PR #4774, opened 2021-01-03
Kernel: Make GenericInterruptHandler(s) Ref-counted

supercomputer7:
This is another step into supporting hot-pluggable hardware (for example, AHCI & NVMe support hot-plugging).
I'm still not very sure how to handle everything correctly in an SMP mode (didn't enable that to test it).

cc @kling @tomuta for suggestions :)

### DIFF
--- a/Kernel/Arch/i386/CPU.cpp
+++ b/Kernel/Arch/i386/CPU.cpp
@@ -30,6 +30,7 @@
 #include <AK/Types.h>
 #include <Kernel/Arch/i386/CPU.h>
 #include <Kernel/Arch/i386/ISRStubs.h>
+#include <Kernel/Arch/i386/InterruptArray.h>
 #include <Kernel/Arch/i386/ProcessorInfo.h>
 #include <Kernel/IO.h>
 #include <Kernel/Interrupts/APIC.h>
@@ -56,8 +57,6 @@ namespace Kernel {
 
 static DescriptorTablePointer s_idtr;
 static Descriptor s_idt[256];
-
-static GenericInterruptHandler* s_interrupt_handler[GENERIC_INTERRUPT_HANDLERS_COUNT];
 
 // The compiler can't see the calls to these functions inside assembly.
 // Declare them, to avoid dead code warnings.
@@ -559,8 +558,8 @@ static void unimp_trap()
 
 GenericInterruptHandler& get_interrupt_handler(u8 interrupt_number)
 {
-    ASSERT(s_interrupt_handler[interrupt_number] != nullptr);
-    return *s_interrupt_handler[interrupt_number];
+    ASSERT(!InterruptArray::the().interrupt_handler(interrupt_number).is_null());
+    return *InterruptArray::the().interrupt_handler(interrupt_number);
 }
 
 static void revert_to_unused_handler(u8 interrupt_number)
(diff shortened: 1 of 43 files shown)


supercomputer7:
@tomuta, I think the current changes are too complicated and what I suggest to do is:
1. Move all raw pointers outside of `Kernel/Arch/i386/CPU.cpp` to `InterruptManagement` class, also, move all registering & unregistering methods to the `InterruptManagement` class.
2. Make a fixed `Array`, with `WeakPtr`s of all `GenericInterruptHandler`s. I;m not sure it's the right thing to do, maybe a raw pointer can be still used.
3. Make a fixed `Array` with same size of the above array, with `RecursiveSpinLock`s.
4. When a processor tries to register, unregister or call `handle_interrupt` of a `GenericInterruptHandler` in the specifed `interrupt_vector`, it has to acquire the Spin-lock with `ScopedSpinLock`. This way, if for example CPU0 tries to call `handle_interrupt` of IRQ12 handler, but CPU1 is in the process of removing it because removal of device, then CPU0 will wait until it can acquire the lock. One problem with this approach is to exclude interrupts like the `LocalAPICTimer`, but we can probably come up with a way to bypass the lock explicitly in this case. 

What do you say?

tomuta:
1. We should keep the IDT in CPP.cpp, and at least the immediate code messing with it, as it is i386 specific. 
2. Thinking about it some more, I think we should actually not use `WeakPtr` because it briefly needs to acquire a lock. But we can use the same atomic pointer logic as in `WeakLink::strong_ref` and `WeakLink::revoke` which is entirely lock-free to acquire, but revokation is potentially blocking. This would mean that running interrupts would never involve any block, but uninstalling an interrupt could briefly block if it is being used.
3. I don't really like the `RecursiveSpinLock` in there because only one CPU at at time can hold it. Which, for the LocalAPIC at least would be a disaster as this is running on each CPU potentially concurrently
4. See 2)

supercomputer7:
> 1. We should keep the IDT in CPP.cpp, and at least the immediate code messing with it, as it is i386 specific.
> 2. Thinking about it some more, I think we should actually not use `WeakPtr` because it briefly needs to acquire a lock. But we can use the same atomic pointer logic as in `WeakLink::strong_ref` and `WeakLink::revoke` which is entirely lock-free to acquire, but revokation is potentially blocking (Basically, the LSB bit of the ref count means it's been revoked). This would mean that running interrupts would never involve any block, but uninstalling an interrupt could briefly block if it is being used.
> 3. I don't really like the `RecursiveSpinLock` in there because only one CPU at at time can hold it. Which, for the LocalAPIC at least would be a disaster as this is running on each CPU potentially concurrently
> 4. See 2)

1. All specific i386 code remains at `CPU.cpp` :)
2. Hmm, so you want to implement a special `WeakPtr` (without locking) to hold Interrupt handlers?
3. I already came up with a solution to this - I created `ScopedInterruptSpinLock`, which briefly locks the the interrupt handler, but if it's a global interrupt handler,it releases the lock. It's a somewhat compromise, because I didn't want to have a `Vector` with values of global interrupts, and also didn't want to call the virtual method with a chance of a race condition (so someone else changes the object while I check it).

All relevant changes can be seen here:
https://github.com/supercomputer7/serenity/commit/ad42d3e474c291f123a1c3839050b83cc1f8d3b5

tomuta:
It seems overly complicated. like the simplicity of what we do in `WeakLink` and it's entirely lock-free except to revoke it. It's essentially just a bump of the ref count, and if the LSB was set it means that it can't use it. If the LSB wasn't set, instead of `try_ref`/`adopt` we'd just call the interrupt handler. If the LSB was set (meaning it is being deleted) then we don't and just drop the ref count again.

tomuta:
Deleting basically just sets the LSB and if the ref count is `!= 0` it spins until it drops to `0`.

supercomputer7:
Let's do it correctly then, and I think I have a better idea what to do instead.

⁂

**Brief**
Copy every line from the records above that contains the word "correctly".

**Answer to the problem**
I'm still not very sure how to handle everything correctly in an SMP mode (didn't enable that to test it).
Let's do it correctly then, and I think I have a better idea what to do instead.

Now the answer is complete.